Records contained in a dataset:
# # # #

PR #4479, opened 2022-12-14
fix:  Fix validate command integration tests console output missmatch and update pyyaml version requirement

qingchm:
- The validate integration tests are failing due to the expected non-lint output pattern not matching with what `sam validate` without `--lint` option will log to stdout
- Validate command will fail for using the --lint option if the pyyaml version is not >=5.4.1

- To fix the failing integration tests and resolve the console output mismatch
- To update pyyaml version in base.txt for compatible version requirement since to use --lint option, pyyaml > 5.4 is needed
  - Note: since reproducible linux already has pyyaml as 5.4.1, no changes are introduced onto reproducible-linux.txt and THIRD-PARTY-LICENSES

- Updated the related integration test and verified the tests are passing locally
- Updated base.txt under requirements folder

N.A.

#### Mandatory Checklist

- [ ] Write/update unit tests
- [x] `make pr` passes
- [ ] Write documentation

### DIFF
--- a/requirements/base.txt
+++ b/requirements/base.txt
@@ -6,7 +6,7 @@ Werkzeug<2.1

# # # #

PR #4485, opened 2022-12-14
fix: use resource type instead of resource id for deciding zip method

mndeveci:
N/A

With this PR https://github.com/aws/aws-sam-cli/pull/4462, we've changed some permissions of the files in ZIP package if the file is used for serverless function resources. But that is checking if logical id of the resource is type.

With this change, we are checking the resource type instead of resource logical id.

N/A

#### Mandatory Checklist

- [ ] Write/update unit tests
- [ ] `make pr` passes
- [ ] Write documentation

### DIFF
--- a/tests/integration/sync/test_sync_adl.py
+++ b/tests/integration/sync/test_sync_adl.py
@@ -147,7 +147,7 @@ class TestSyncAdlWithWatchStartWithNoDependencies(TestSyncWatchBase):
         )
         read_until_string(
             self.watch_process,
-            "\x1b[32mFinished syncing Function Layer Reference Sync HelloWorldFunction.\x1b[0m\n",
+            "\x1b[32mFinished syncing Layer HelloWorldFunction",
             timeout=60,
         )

# # # #

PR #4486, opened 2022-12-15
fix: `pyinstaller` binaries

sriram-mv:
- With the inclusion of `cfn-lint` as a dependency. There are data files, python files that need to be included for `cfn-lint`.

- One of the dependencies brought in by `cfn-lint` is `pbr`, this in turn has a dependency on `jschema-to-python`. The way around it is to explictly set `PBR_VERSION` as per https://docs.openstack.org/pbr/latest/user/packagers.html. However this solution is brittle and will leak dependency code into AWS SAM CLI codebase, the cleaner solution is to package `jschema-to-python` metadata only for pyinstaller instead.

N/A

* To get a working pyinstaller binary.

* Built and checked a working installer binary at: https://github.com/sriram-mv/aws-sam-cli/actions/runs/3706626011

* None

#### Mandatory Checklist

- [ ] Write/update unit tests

# # # #

Filter the data above down to lines with the word "sriram", and copy them.

Answer
sriram-mv:
* Built and checked a working installer binary at: https://github.com/sriram-mv/aws-sam-cli/actions/runs/3706626011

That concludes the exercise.